**REQUIREMENT**
Quote exactly the lines from the start of the entries to the one with "-36,54 +36,76 @@ hibernate.cache.region.factory_class=infinispan", both ends included.

**PROVIDED MATERIAL**
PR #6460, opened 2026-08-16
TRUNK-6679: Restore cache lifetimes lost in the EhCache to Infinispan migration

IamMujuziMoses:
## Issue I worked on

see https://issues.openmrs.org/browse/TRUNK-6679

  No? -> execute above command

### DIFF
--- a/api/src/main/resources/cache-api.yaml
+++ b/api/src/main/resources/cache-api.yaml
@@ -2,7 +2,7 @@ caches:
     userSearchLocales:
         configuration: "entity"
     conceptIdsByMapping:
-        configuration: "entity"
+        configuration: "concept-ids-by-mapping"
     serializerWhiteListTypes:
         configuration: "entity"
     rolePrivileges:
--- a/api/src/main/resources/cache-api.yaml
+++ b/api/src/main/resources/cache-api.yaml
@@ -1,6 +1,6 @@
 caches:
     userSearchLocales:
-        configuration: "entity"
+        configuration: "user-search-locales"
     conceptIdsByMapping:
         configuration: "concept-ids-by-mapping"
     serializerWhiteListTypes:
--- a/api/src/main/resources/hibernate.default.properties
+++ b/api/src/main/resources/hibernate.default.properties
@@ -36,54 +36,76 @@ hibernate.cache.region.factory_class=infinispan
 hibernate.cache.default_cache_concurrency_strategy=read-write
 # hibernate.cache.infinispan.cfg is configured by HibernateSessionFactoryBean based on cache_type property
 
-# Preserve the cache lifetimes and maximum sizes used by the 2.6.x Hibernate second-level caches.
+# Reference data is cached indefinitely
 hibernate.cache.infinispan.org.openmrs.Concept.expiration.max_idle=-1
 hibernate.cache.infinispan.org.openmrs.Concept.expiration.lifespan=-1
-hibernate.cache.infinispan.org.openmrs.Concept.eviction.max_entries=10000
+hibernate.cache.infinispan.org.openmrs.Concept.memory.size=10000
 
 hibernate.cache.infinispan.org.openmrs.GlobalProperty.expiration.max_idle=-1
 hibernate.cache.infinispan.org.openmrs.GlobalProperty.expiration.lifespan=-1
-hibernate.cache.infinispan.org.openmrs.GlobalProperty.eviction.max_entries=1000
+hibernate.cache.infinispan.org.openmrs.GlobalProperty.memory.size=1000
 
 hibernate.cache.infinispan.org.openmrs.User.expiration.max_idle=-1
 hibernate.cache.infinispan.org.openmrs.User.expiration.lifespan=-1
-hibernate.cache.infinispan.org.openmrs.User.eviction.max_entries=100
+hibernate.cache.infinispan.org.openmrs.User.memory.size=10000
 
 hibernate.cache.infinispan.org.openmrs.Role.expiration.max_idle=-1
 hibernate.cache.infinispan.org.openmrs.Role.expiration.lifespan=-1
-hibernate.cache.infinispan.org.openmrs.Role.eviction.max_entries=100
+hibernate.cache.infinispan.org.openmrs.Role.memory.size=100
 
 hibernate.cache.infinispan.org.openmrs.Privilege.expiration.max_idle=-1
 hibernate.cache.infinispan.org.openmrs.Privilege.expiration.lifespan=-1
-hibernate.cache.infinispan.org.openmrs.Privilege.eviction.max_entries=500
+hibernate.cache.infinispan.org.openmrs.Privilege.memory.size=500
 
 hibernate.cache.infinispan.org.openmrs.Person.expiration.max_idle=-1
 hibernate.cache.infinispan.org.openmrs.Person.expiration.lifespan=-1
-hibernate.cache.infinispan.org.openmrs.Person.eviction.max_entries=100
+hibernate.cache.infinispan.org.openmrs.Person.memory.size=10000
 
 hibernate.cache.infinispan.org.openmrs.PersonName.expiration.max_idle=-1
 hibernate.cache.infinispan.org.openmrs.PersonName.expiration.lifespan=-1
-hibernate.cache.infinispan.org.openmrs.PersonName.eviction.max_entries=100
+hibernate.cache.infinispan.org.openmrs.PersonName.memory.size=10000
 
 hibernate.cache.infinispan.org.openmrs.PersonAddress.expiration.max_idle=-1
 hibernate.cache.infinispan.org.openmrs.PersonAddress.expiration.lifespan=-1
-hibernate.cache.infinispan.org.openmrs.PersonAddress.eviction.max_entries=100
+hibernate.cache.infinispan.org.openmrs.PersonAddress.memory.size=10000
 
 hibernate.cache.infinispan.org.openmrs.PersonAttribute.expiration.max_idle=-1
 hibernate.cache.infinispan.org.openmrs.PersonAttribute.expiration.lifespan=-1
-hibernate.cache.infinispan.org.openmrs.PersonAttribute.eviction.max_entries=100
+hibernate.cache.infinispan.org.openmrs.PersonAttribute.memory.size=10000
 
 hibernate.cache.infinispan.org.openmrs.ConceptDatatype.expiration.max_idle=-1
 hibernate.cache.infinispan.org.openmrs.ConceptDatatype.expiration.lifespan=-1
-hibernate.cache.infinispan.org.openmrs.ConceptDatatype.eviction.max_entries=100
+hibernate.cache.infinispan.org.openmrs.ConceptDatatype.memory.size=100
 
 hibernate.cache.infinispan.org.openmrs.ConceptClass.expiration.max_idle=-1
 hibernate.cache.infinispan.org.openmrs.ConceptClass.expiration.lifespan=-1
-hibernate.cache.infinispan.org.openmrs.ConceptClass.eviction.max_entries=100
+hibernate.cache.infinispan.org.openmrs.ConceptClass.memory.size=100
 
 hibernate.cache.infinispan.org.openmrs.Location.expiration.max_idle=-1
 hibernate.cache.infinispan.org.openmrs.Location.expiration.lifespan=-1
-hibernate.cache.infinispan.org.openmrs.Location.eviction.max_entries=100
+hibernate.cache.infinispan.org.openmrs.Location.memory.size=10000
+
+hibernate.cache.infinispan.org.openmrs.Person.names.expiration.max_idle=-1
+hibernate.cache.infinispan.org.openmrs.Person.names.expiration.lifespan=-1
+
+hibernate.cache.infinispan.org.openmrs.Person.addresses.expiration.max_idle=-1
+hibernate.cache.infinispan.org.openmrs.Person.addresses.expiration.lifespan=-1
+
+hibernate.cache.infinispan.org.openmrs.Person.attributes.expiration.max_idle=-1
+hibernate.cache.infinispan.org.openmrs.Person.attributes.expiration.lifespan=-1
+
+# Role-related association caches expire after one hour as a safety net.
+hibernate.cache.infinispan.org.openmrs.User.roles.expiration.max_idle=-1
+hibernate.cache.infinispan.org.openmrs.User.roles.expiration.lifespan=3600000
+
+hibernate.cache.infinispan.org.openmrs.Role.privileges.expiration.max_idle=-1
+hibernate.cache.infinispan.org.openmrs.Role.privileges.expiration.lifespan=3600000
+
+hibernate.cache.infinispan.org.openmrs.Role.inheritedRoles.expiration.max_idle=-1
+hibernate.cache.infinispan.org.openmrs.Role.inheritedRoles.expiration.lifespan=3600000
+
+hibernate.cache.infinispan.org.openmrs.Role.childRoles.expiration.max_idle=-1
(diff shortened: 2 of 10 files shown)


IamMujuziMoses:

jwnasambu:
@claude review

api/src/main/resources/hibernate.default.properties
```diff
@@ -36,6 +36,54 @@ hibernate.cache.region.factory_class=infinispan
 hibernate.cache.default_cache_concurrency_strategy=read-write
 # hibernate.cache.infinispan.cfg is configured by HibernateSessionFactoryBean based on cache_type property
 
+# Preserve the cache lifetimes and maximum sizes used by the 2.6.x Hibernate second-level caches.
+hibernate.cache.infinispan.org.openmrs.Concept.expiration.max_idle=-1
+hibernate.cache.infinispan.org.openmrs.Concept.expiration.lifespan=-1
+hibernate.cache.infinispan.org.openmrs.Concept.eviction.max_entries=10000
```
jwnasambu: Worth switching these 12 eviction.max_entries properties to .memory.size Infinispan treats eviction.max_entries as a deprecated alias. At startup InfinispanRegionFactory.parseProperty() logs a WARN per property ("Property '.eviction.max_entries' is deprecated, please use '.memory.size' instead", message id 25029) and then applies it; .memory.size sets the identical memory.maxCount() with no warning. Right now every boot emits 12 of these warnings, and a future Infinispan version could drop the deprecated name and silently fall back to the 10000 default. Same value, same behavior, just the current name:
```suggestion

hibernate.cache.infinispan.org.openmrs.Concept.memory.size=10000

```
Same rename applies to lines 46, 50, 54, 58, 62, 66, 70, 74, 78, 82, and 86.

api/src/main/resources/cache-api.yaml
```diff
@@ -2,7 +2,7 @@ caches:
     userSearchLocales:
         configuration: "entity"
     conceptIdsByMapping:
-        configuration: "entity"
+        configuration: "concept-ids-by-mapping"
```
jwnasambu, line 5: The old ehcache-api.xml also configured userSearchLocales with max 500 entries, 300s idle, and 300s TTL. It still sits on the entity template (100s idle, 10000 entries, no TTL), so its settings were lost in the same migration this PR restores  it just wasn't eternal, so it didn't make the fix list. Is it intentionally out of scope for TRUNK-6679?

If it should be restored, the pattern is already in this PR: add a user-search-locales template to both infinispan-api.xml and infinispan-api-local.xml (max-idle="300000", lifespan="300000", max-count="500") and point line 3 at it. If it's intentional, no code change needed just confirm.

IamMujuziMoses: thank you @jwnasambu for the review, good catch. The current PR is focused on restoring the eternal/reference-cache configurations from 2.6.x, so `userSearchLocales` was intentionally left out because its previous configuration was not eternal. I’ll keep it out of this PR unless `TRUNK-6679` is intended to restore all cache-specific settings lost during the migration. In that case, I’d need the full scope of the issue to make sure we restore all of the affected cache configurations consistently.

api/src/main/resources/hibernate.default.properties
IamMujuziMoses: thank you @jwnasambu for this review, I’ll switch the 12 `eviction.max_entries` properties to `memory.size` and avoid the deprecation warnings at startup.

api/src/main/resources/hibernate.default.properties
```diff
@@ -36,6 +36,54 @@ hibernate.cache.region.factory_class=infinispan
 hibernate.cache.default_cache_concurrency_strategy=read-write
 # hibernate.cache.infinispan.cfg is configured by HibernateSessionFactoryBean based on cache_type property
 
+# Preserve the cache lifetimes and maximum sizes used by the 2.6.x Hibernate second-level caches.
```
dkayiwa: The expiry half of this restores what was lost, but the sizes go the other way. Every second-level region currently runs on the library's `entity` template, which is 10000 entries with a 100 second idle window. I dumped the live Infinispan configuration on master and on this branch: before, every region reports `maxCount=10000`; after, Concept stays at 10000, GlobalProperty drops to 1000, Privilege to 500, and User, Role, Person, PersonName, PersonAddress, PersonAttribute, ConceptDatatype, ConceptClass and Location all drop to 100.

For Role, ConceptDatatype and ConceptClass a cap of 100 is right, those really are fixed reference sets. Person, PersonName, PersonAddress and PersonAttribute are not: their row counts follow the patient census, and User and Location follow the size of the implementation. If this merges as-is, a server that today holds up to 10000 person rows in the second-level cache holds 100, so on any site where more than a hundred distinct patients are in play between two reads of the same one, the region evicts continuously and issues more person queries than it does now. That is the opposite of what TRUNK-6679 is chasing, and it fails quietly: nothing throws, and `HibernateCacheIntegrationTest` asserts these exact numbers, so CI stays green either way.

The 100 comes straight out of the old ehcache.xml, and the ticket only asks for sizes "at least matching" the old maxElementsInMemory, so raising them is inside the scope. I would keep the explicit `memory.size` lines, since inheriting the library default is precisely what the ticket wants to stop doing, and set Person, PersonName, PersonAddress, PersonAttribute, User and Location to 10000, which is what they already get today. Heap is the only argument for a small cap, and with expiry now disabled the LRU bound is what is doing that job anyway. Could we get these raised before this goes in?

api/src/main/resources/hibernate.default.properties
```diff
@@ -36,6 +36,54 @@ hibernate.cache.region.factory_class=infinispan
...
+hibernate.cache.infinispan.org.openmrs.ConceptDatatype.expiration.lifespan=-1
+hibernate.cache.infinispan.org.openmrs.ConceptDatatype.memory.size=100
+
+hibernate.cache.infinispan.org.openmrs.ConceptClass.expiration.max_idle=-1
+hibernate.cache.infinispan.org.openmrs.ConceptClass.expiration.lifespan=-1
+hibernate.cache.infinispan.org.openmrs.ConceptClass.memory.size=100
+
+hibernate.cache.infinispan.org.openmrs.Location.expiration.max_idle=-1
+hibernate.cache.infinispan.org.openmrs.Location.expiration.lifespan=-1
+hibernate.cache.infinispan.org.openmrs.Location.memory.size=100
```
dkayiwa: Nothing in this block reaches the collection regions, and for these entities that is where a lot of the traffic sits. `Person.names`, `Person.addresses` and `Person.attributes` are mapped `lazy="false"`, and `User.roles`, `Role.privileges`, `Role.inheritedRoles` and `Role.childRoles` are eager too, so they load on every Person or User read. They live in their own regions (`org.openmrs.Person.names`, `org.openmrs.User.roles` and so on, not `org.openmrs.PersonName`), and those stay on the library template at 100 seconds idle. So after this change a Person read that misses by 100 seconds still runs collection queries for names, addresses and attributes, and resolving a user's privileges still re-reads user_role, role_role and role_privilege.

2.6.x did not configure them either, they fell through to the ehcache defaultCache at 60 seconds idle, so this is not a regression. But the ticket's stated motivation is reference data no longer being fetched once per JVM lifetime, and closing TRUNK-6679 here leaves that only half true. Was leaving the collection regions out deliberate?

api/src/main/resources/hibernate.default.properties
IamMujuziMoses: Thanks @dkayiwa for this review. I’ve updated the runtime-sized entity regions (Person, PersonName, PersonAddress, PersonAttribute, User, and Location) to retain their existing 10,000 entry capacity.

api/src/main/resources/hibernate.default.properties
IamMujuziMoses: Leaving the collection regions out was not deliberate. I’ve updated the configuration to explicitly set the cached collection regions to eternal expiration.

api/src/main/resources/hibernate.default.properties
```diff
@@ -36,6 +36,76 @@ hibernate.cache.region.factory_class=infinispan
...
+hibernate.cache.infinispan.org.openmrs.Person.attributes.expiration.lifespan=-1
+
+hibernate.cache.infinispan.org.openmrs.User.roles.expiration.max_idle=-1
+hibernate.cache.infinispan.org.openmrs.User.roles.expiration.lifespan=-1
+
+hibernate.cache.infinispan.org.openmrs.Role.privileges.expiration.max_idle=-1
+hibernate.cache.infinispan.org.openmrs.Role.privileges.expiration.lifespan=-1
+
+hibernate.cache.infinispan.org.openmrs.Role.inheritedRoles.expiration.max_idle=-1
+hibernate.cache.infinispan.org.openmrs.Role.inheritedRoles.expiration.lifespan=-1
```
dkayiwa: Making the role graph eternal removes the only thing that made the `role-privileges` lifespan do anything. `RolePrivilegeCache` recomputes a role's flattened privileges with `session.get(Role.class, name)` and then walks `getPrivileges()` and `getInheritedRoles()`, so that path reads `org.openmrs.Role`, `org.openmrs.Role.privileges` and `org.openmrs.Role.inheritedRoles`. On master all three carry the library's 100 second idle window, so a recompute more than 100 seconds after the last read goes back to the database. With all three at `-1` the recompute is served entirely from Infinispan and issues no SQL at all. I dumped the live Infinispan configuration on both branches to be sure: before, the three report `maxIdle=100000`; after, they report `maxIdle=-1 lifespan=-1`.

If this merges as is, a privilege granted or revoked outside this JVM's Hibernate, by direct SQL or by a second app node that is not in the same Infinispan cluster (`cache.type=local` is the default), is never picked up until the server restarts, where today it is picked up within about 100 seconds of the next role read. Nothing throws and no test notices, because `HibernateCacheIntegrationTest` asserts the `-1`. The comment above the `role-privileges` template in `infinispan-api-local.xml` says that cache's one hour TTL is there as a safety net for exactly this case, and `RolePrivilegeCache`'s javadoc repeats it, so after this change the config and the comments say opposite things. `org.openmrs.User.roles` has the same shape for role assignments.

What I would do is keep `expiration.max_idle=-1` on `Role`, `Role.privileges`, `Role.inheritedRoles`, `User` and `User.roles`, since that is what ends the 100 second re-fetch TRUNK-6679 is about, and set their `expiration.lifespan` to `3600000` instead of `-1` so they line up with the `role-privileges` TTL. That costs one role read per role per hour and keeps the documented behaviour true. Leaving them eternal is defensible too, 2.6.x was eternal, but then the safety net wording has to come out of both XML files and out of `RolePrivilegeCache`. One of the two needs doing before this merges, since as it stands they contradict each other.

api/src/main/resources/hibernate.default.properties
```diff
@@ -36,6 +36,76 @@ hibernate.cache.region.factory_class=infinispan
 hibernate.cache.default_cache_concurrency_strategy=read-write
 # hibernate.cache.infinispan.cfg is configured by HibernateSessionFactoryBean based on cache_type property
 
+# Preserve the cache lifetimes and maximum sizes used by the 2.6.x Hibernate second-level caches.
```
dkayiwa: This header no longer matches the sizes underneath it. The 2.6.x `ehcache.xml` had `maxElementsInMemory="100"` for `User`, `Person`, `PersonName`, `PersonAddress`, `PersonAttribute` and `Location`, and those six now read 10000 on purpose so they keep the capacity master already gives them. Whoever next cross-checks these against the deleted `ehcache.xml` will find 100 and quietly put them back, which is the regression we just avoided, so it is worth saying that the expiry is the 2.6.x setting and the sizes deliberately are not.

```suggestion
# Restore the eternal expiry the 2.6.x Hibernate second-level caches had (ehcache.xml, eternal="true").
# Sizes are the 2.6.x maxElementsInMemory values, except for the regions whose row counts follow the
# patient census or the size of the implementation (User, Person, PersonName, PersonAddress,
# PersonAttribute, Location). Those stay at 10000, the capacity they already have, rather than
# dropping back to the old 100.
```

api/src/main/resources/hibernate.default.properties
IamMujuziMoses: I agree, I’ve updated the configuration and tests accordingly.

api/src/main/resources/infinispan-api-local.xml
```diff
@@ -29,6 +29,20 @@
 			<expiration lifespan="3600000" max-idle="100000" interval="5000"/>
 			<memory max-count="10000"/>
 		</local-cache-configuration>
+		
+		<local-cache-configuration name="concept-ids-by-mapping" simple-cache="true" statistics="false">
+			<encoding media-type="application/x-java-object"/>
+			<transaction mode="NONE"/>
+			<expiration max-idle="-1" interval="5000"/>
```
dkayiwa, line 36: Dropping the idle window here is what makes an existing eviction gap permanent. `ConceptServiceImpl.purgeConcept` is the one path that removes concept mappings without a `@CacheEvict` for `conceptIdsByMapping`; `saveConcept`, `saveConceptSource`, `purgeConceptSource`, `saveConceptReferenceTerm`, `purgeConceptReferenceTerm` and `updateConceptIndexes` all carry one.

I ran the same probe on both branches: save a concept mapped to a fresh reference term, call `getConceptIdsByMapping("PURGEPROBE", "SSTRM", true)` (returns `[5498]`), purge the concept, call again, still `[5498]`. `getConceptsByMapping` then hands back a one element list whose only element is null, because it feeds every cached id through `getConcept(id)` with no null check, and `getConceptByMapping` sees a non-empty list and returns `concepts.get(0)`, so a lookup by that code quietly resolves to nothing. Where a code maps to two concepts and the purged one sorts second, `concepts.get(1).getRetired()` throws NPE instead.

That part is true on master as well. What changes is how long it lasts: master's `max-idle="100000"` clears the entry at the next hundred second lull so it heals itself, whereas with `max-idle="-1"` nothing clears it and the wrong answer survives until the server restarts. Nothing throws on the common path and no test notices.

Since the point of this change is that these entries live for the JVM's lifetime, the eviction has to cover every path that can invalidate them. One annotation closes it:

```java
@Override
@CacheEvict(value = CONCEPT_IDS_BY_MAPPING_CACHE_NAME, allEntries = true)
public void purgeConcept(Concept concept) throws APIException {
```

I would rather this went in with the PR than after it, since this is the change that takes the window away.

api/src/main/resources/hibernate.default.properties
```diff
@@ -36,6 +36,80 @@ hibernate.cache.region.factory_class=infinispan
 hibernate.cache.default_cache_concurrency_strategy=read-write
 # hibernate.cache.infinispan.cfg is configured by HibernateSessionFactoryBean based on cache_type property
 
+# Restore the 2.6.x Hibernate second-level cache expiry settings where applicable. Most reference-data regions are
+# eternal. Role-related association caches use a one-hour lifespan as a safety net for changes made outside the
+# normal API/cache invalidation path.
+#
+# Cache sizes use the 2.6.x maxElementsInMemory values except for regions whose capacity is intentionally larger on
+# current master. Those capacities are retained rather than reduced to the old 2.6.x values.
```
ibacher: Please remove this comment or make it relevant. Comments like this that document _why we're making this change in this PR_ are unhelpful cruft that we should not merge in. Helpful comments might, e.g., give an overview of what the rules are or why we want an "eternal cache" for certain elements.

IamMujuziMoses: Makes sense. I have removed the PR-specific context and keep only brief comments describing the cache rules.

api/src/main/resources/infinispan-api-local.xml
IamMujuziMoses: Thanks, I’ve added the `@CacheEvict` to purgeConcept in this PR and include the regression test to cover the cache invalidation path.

**RESPONSE AREA**
PR #6460, opened 2026-08-16
TRUNK-6679: Restore cache lifetimes lost in the EhCache to Infinispan migration

IamMujuziMoses:
## Issue I worked on

see https://issues.openmrs.org/browse/TRUNK-6679

  No? -> execute above command

### DIFF
--- a/api/src/main/resources/cache-api.yaml
+++ b/api/src/main/resources/cache-api.yaml
@@ -2,7 +2,7 @@ caches:
     userSearchLocales:
         configuration: "entity"
     conceptIdsByMapping:
-        configuration: "entity"
+        configuration: "concept-ids-by-mapping"
     serializerWhiteListTypes:
         configuration: "entity"
     rolePrivileges:
--- a/api/src/main/resources/cache-api.yaml
+++ b/api/src/main/resources/cache-api.yaml
@@ -1,6 +1,6 @@
 caches:
     userSearchLocales:
-        configuration: "entity"
+        configuration: "user-search-locales"
     conceptIdsByMapping:
         configuration: "concept-ids-by-mapping"
     serializerWhiteListTypes:
--- a/api/src/main/resources/hibernate.default.properties
+++ b/api/src/main/resources/hibernate.default.properties
@@ -36,54 +36,76 @@ hibernate.cache.region.factory_class=infinispan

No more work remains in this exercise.